**What needs to be done**
Whenever a line below holds the word "added", count it; please give only the final number.

Source data
<<<<

Issue #146, opened 2019-06-19
[Backend] Add API


George334456:

michellemtchai:
Follows the API plans in this document: https://docs.google.com/document/d/18nNYgLbXvL2pycjWi9kIZg35XBKbdgdoOOSVn7JEpTk/edit

PR #152, opened 2019-06-26
[Backend] Add API

michellemtchai:
See issue #146 for more details.

**Please merge this PR after PR #151**

### DIFF
--- a/api/app/controllers/api/v1/applications_controller.rb
+++ b/api/app/controllers/api/v1/applications_controller.rb
@@ -19,13 +19,16 @@ module Api::V1
             if invalid_id(Session, :session_id) then return end
             application = Application.new(application_params)
             if not application.save # does not pass Application model validation
+                application.destroy!
                 render_error(application.errors)
+                return
             end
             params[:application_id] = application[:id]
-            message = valid_applicant_matching_data
+            message = valid_applicant_matching_data(application.errors.messages)
             if not message
                 render_success(application)
             else
+                application.destroy!
                 render_error(message)
             end
         end
@@ -86,13 +89,14 @@ module Api::V1
             end
         end
 
-        def valid_applicant_matching_data
+        def valid_applicant_matching_data(errors)
             if invalid_id(Applicant, :applicant_id) then return end
             matching = ApplicantDataForMatching.new(applicant_data_for_matching_params)
             if matching.save
                 return nil
             else
-                return matching.errors
+                matching.destroy!
+                return errors.deep_merge(matching.errors.messages)
             end
         end
     end
--- a/api/app/controllers/api/v1/applications_controller.rb
+++ b/api/app/controllers/api/v1/applications_controller.rb
@@ -10,17 +10,13 @@ module Api::V1
                 render_success(Application.order(:id))
                 return
             end
-            if invalid_primary_key(Session, :session_id)
-                return
-            end
+            if invalid_id(Session, :session_id) then return end
             render_success(applications_by_session)
         end
 
         # POST /applications
         def create
-            if invalid_primary_key(Session, :session_id)
-                return
-            end
+            if invalid_id(Session, :session_id) then return end
             application = Application.new(application_params)
             if not application.save # does not pass Application model validation
                 render_error(application.errors)
@@ -60,9 +56,7 @@ module Api::V1
         end
 
         def valid_applicant_matching_data
-            if invalid_primary_key(Applicant, :applicant_id)
-                return
-            end
+            if invalid_id(Applicant, :applicant_id) then return end
             matching = ApplicantDataForMatching.new(applicant_data_for_matching_params)
             if matching.save
                 return nil
--- a/api/app/controllers/api/v1/applications_controller.rb
+++ b/api/app/controllers/api/v1/applications_controller.rb
@@ -30,6 +30,20 @@ module Api::V1
             end
         end
 
+        # PUT/PATCH /applications/:id
+        def update
+            application = Application.find(params[:id])
+            matching = ApplicantDataForMatching.find(application[:id])
+            application_res = application.update_attributes!(application_update_params)
+            matching_res = matching.update_attributes!(matching_data_update_params)
+            errors = application.errors.messages.deep_merge(matching.errors.messages)
+            if application_res and matching_res
+                render_success(application)
+            else
+                render_error(errors)
+            end
+        end
+
         private
         def application_params
             params.permit(
@@ -37,6 +51,7 @@ module Api::V1
                 :session_id,
             )
         end
+
         def applicant_data_for_matching_params
             params.permit(
                 :program, 
@@ -49,6 +64,22 @@ module Api::V1
             )
         end
 
+        def application_update_params
+            params.permit(
+                :comments,
+            )
+        end
+
+        def matching_data_update_params
+            params.permit(
+                :program, 
+                :department, 
+                :previous_uoft_ta_experience, 
+                :yip, 
+                :annotation,
+            )
+        end
+        
         def applications_by_session
             return Application.order(:id).select do |entry|
                 entry[:session_id] == params[:session_id].to_i
--- a/api/app/controllers/api/v1/applications_controller.rb
+++ b/api/app/controllers/api/v1/applications_controller.rb
@@ -1,0 +1,77 @@
+# frozen_string_literal: true
+
+module Api::V1
+    # Controller for Applications
+    class ApplicationsController < ApplicationController
+
+        # GET /applications
+        def index
+            if not params.require(:session_id)
+                render json: { status: 'success', message: '', payload: Application.order(:id) }
+                return
+            end
+            if Session.exists?(id: params[:session_id])
+                render json: { status: 'success', message: '', payload: applications_by_session }
+            else
+                render json: { status: 'error', message: 'Invalid session_id', payload: {} }
+            end
+        end
+
+        # POST /applications
+        def create
+            if not Session.exists?(id: params[:session_id])
+                render json: { status: 'error', 
+                    message: 'Invalid session_id', payload: applications_by_session }
+                return
+            end
+            application = Application.new(application_params)
+            if not application.save # does not pass Application model validation
+                render json: { status: 'error', message: application.errors, payload: {} }
+            end
+            params[:application_id] = application[:id]
+            message = valid_matching
+            if not message
+                render json: { status: 'error', message: '', payload: application }
+            else
+                render json: { status: 'error', message: message, payload: {} }
+            end
+        end
+
+        private
+        def application_params
+            params.permit(
+                :comments,
+                :session_id,
+            )
+        end
+        def applicant_data_for_matching_params
+            params.permit(
+                :program, 
+                :department, 
+                :previous_uoft_ta_experience, 
+                :yip, 
+                :annotation,
+                :applicant_id,
+                :application_id,
+            )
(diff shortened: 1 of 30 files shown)


api/app/controllers/api/v1/instructors_controller.rb
```diff
@@ -1,60 +1,32 @@
...
+
+        # GET /instructors
+        def index
+            render json: { status: 'success', message: '', payload: Instructor.order(:id) }
+        end
+
+        # POST /instructors
+        def create
+            instructor = Instructor.new(instructor_params)
+            if instructor.save
```
siefkenj: What is this?

michellemtchai: Which line are you referring to?

siefkenj: `if instructor.save`

api/app/controllers/api/v1/position_templates_controller.rb
```diff
@@ -0,0 +1,56 @@
...
+                :id,
+                :session_id,
+                :offer_template,
+                :position_type,
+            )
+        end
+
+        def position_templates_by_session
+            position_templates = []
+            PositionTemplate.order(:id).each do |entry|
```
siefkenj: You can change this to
```
return PositionTemplate.order(:id).select do |entry|
end
```

api/app/controllers/api/v1/positions_controller.rb
```diff
@@ -1,92 +1,83 @@
...
-      if @position.update(position_params)
-        render json: @position
-      else
-        render json: @position.errors, status: :unprocessable_entity
-      end
-    end
+        # POST /positions
+        def create
+            req_keys = [:position_code, :position_title]
+            if Session.exists?(id: params[:session_id])
```
siefkenj: I think it makes code more readable to have early returns instead of nested `if`s.

e.g.,
```
if not Session.exists?(id: params[:session_id])
    render json: { status: 'error', message: 'Invalid session_id', payload: {} }
    return
end
if not (req_keys & params.keys.map(&:to_sym) == req_keys)
    render json: { status: 'error',  message: 'Missing position_code or position_title', payload: {} }
    return
end

position = Position.new(position_params)
...
```

api/app/controllers/api/v1/instructors_controller.rb
```diff
@@ -1,61 +1,52 @@
...
-    end
+    # Controller for Instructors
+    class InstructorsController < ApplicationController
+
+        # GET /instructors
+        def index
+            if Position.exists?(id: params[:position_id])
+                render json: { status: 'success', message: '', payload: instructors_by_position }
+            else
+                render json: { status: 'error', message: 'Invalid position_id', payload: {} }
```
siefkenj: What if `:position_id` isn't provided because this is used from a different route?

api/app/controllers/api/v1/instructors_controller.rb
michellemtchai: This checks if the `Instructor` created passes all the validation for the model `Instructor`.

api/app/controllers/api/v1/position_templates_controller.rb
michellemtchai: Great idea. I'll change it. Thanks.

api/app/controllers/api/v1/positions_controller.rb
michellemtchai: I've removed the nested `if`s.

api/app/controllers/api/v1/instructors_controller.rb
michellemtchai: I've made a new route `GET /api/v1/instructors` for the `index` function. Is this what you mean?

siefkenj: Yep, that's what I mean.

api/app/controllers/api/v1/instructors_controller.rb
siefkenj: `.save` seems like a really awkward name for `.passes_validation`...

api/app/controllers/api/v1/positions_controller.rb
```diff
@@ -1,92 +1,79 @@
...
-      end
-    end
+        # POST /positions
+        def create
+            req_keys = [:position_code, :position_title]
+            if not Session.exists?(id: params[:session_id])
+                render json: { status: 'error', message: 'Invalid session_id', payload: {} }
+                return
+            end
+            if (req_keys & params.keys.map(&:to_sym)) != req_keys
```
siefkenj: https://api.rubyonrails.org/classes/ActionController/Parameters.html#method-i-require looks to be the standard method to require particular `params`. Is there a reason you didn't use it?

api/app/controllers/api/v1/positions_controller.rb
```diff
@@ -1,92 +1,79 @@
...
+                render json: { status: 'error', 
+                    message: 'Missing position_code or position_title', payload: {} }
+                return
+            end
+            position = Position.new(position_params)
+            if position.save
```
siefkenj: I like this the other way around, too.
```
if not position.save
   ...
end
...rest of code
```

api/app/controllers/api/v1/sessions_controller.rb
```diff
@@ -0,0 +1,38 @@
...
+    class SessionsController < ApplicationController
+
+        # GET /sessions
+        def index
+            render json: { status: 'success', message: '', payload: Session.order(:id) }
+        end
+
+        # POST /sessions
+        def create
+            if not params.include?(:name)
```
siefkenj: See previous comment about required params

api/app/controllers/api/v1/instructors_controller.rb
siefkenj: Ah, I understand. `instructor.save` does the action of saving an instructor returning `true` if the save was successful. Can you add a comment to this effect for new rails people?

api/app/controllers/api/v1/positions_controller.rb
michellemtchai: Actually, I did not know about this function. I'll change it to `require`. Thanks.

api/app/controllers/api/v1/positions_controller.rb
michellemtchai: I've move the `not position.save` to the top. I've also added a validation for `position_data_for_matching` and `position_data_for_ad`. Should I move that up as well?

api/app/controllers/api/v1/sessions_controller.rb
michellemtchai: Done.

api/app/controllers/api/v1/instructors_controller.rb
michellemtchai: Okay. I'll do that.

api/app/controllers/api/v1/positions_controller.rb
```diff
@@ -1,92 +1,92 @@
...
+                return
+            end
+            if not params.require(req_keys)
+                render json: { status: 'error', 
+                    message: 'Missing position_code or position_title', payload: {} }
+                return
+            end
+            position = Position.new(position_params)
+            if not position.save # does not pass Position model validation
+                render json: { status: 'error', message: position.errors, payload: {} }
```
siefkenj: Need a `return` here

api/app/controllers/api/v1/positions_controller.rb
```diff
@@ -1,92 +1,92 @@
...
-        :start_date, :end_date
-      )
+        def valid_ad_and_matching
+            ad = PositionDataForAd.new(position_data_for_ad_params)
+            matching = PositionDataForMatching.new(position_data_for_matching_params)
+            if ad.save and matching.save
+                return nil
+            elsif ad.save and not matching.save
+                return matching.errors
+            elsif not ad.save and matching.save
```
siefkenj: Does this code re-execute `*.save` a bunch of times? Will it save items to the database multiple times??

api/app/controllers/api/v1/position_templates_controller.rb
```diff
@@ -0,0 +1,55 @@
...
+        end
+
+        # POST /add_position_template
+        def create
+            if not Session.exists?(id: params[:session_id])
+                render json: { status: 'error', 
+                    message: 'Invalid session_id', payload: position_templates_by_session }
+                return
+            end
+            if not params.require(:offer_template)
```
siefkenj: `params.require` documentation says it raises an error if the requirement is not met, so I don't think this is the right way to use it.

api/app/controllers/api/v1/positions_controller.rb
michellemtchai: Great catch. Thanks. I'll fix that.

api/app/controllers/api/v1/positions_controller.rb
michellemtchai: I don't know if this re-execute a bunch of times, so I'll just save the outcome to a local variable.

api/app/controllers/api/v1/position_templates_controller.rb
michellemtchai: Okay. I've gotten rid of this and wrote a rescue from `ParameterMissing` instead.

api/app/controllers/api/v1/applications_controller.rb
```diff
@@ -0,0 +1,77 @@
...
+                return
+            end
+            application = Application.new(application_params)
+            if not application.save # does not pass Application model validation
+                render json: { status: 'error', message: application.errors, payload: {} }
+            end
+            params[:application_id] = application[:id]
+            message = valid_matching
+            if not message
+                render json: { status: 'error', message: '', payload: application }
```
siefkenj: should this be `status: 'success'`?

api/app/controllers/api/v1/applications_controller.rb
```diff
@@ -0,0 +1,77 @@
...
+                render json: { status: 'error', 
+                    message: 'Invalid session_id', payload: applications_by_session }
+                return
+            end
+            application = Application.new(application_params)
+            if not application.save # does not pass Application model validation
+                render json: { status: 'error', message: application.errors, payload: {} }
+            end
+            params[:application_id] = application[:id]
+            message = valid_matching
```
siefkenj: This is a confusing name...can you come up with something better?

api/app/controllers/api/v1/applications_controller.rb
michellemtchai: Yes. It should be. Thanks for catching that.

api/app/controllers/api/v1/applications_controller.rb
michellemtchai: Is `valid_applicant_matching_data` a good alternative? Or should I come up with something else?

michellemtchai:
I've added the routes:
```
GET /sessions/:session_id/applicants
GET /assignments/:assignment_id/wage_chunks
```

siefkenj:
Is this ready to merge?

michellemtchai:
I guess it is ready to merge if you don't see any glaringly missing route/error.

siefkenj:
I'll go ahead and merge. It looks mostly good. I am sure some bugs will be revealed when we have seed data and unit tests, but since we don't have a full product yet, let's push forward for rapid progress!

>>>>

**Reply to the task**
2